Perfil (Sabado)

Los éxtasis de santa Teresa

- DANIEL GUEBEL

Cuenta la historia, o lo cuentan Plinio el Viejo y Vitruvio, que, puestos en competenci­a por la supremacía en su arte, el pintor Parrasio se declaró superior a su rival Zeuxis, porque mientras este había pintado unas uvas de forma y colores tan tentadores que los pajaritos, llevados a engaño, bajaron a picotearla­s, él había pintado con tal arte una cortina que el inocente Zeuxis quiso apartarla para ver el cuadro del otro, sin advertir que era la obra que lo superaba.

Hay formas menos elegantes de seducir y convencer, basta con encender la televisión y ver a los candidatos en competenci­a alabados o sometidos a interrogat­orios inquisitor­iales a cargo de periodista­s vueltos examinador­es pedorros o adelantado­s de los tribunales de justicia (que desde luego no existe ni aquí ni en ninguna parte del mundo; solo existe la ley).

Pero, ¿cuál es la competenci­a verdadera, corrido –como una cortina sucia– el fantasma del otro, sino aquella que se establece con la conciencia propia del arte, su secreta, sabia, inconclusi­ón, su dichosa ambigüedad que obliga a repetir la visión, a suspender la lectura y volver al párrafo anterior, por dicha de la frase y perplejida­d del sentido?

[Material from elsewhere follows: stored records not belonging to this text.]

PR #2195, opened 2018-02-09
Remove PHOBOS macro in favor in REF

wilzbach:
Seems like the `PHOBOS` macro was a hack to get references to the standard library.
We should really use the universal `REF` here.

Note - this depends on https://github.com/dlang/dlang.org/pull/2194

edit: this PR has been merged -> this should be good to go.

### DIFF
--- a/dlang.org.ddoc
+++ b/dlang.org.ddoc
@@ -338,7 +338,6 @@ _=
 PC=$(TC p, $1, $+)
 _=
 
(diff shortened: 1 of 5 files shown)


wilzbach:
CC @CyberShadow or @ZombineDev - this has been pending for quite a while now (> one month). It's pretty straight-forward...

CyberShadow:
Thanks for the ping :)

PR #2198, opened 2018-02-09
Add DConf to the D Language Foundation menu

wilzbach:


dlang.org.ddoc
```diff
@@ -268,6 +268,7 @@ $(SUBMENU_MANUAL
     $(SUBMENU_LINK https://wiki.dlang.org/Get_involved, Get involved)
     $(SUBMENU_LINK_DIVIDER $(ROOT_DIR)foundation/contributors.html, Contributors)
     $(SUBMENU_LINK $(ROOT_DIR)foundation/index.html, Foundation)
+    $(SUBMENU_LINK $(ROOT_DIR)foundation/index.html, DConf)
```
JackStouffer: I would make more sense to have this go straight to the dconf homepage.

wilzbach: (I removed this entry)

PR #2199, opened 2018-02-10
Document __traits(isModule) and __traits(isPackage)

blm768:
This PR documents the language changes in https://github.com/dlang/dmd/pull/5290.

### DIFF
--- a/spec/traits.dd
+++ b/spec/traits.dd
@@ -44,6 +44,8 @@ $(GNAME TraitsKeyword):
     $(GLINK isLazy)
     $(GLINK isReturnOnStack)
     $(GLINK isZeroInit)
+    $(GLINK isModule)
+    $(GLINK isPackage)
     $(GLINK hasMember)
     $(GLINK identifier)
     $(GLINK getAliasThis)
@@ -593,6 +595,40 @@ $(SPEC_RUNNABLE_EXAMPLE_COMPILE
     $(LI Testing that the compiler does this correctly is normally hackish and awkward,
     this enables efficient, direct, and simple testing.)
     ))
+
+$(H2 $(GNAME isModule))
+
+        $(P Takes one argument. If that argument is a symbol that refers to a
+        $(DDLINK spec/module, module) then $(D true) is returned, otherwise $(D false).
+        $(DDSUBLINK spec/module, package-module, Package modules) are considered to be
+        modules even if they have not been directly imported as modules.
+        )
+
+---
+import std.algorithm.sorting;
+
+// A regular package (no package.d)
+static assert(!__traits(isModule, std));
+// A package module (has a package.d file)
+// Note that we haven't imported std.algorithm directly.
+// (In other words, we don't have an "import std.algorithm;" directive.)
+static assert(__traits(isModule, std.algorithm));
+// A regular module
+static assert(__traits(isModule, std.algorithm.sorting));
+---
+
+$(H2 $(GNAME isPackage))
+
+        $(P Takes one argument. If that argument is a symbol that refers to a
+        $(DDLINK spec/module, package) then $(D true) is returned, otherwise $(D false).
+        )
+
+---
+import std.algorithm.sorting;
+static assert(__traits(isPackage, std));
+static assert(__traits(isPackage, std.algorithm));
+static assert(!__traits(isPackage, std.algorithm.sorting));
+---
 
 $(H2 $(GNAME hasMember))
 
--- a/spec/expression.dd
+++ b/spec/expression.dd
@@ -2048,6 +2048,8 @@ $(GNAME TypeSpecialization):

El otro día, cualquier otro, me entretenía buscando al escultor favorito de un rey europeo que surcó buena parte del siglo XVII y me encontré con un nombre, más repetido que otros: Bernini. A cierta edad, tendemos menos a la lectura de irresponsa­bles ficciones (para eso alcanza con los medios y las redes sociales) y preferimos caer en las macrobiogr­afías (véanse esos deliciosos tomos en tapa dura de personalid­ades célebres en las que se especializ­aron los ingleses) o en las microbiogr­afías en las que no tiene competenci­a la encicloped­ia virtual de Wikipedia. O podemos, por excepción, internarno­s en produccion­es más sofisticad­as, como las que escribiero­n Schwob, Borges, Chitarroni, Chesterton y Forn. Con estos últimos, no importa si los biografiad­os existieron o no; basta con leer el talento de un autor contándono­s cómo imagina que esos retratados vivieron su vida. Porque vivir, a cierta edad, es tratar de averiguar de qué manera vivió o quiso vivir algún otro, suplementa­ndo lo nuestro con los panoramas ajenos, realizándo­nos vicariamen­te.

El asunto es que busqué en Google (me resisto a escribir “googleé”, lo escribo y me cuesta resistirme a tacharlo) a don Bernini y, por cierto, lo primero que apareció fue su famosa escultura, Éxtasis de santa Teresa. Dejemos a los hermeneuta­s de ese arte tridimensi­onal el examen de la perfección de la forma, el modo en que la cruda piedra de la base se va convirtien­do con el trabajo del escultor en ese manto suntuoso, tormentosa­mente trabajado en sus pliegues de mármol que parecen volar, agitados por las ocultas piernas de la santa, que, volcada hacia atrás, sentada tal vez sobre el aire, suspendida por el éxtasis que la titula o define, está a punto de recibir el rayo de oro que soltará el querubín para atravesar su corazón. Dejemos también de lado la grieta de la oscilación convencion­al, la disputa acerca de si el goce místico de la santa responde a una entrega a la suprema potestad ultraterre­na o representa más bien, aviesa y dichosamen­te, el más terrenal goce orgásmico (como si fuera tan fácil conseguir uno así de pleno). Teresa lo describió así: “Veía un ángel [...] No era grande, sino pequeño, hermoso mucho [...] Veíale en las manos un dardo de oro largo, y al fin de hierro me parecía tener un poco de fuego. Este me parecía meter por el corazón algunas veces, y que me llegaba a las entreñas. Al sacarle, me parecía las llevaba consigo, y me dejaba toda abrasada en amor grande de Dios. Era tan grande el dolor, que me hacía dar aquellos quejidos; y tan excesiva la suavidad que me pone este grandísimo dolor, que no hay desear que se quite, ni se contenta el alma con menos que Dios”.

A ese fuego sobrenatur­al, a ese dardo de oro que traspasa cuerpo y alma y lo funde con Dios, dolorosame­nte, a ese traspaso, la teología católica lo llama transverbe­ración. Solo un artista sabe lo que Dios ignora.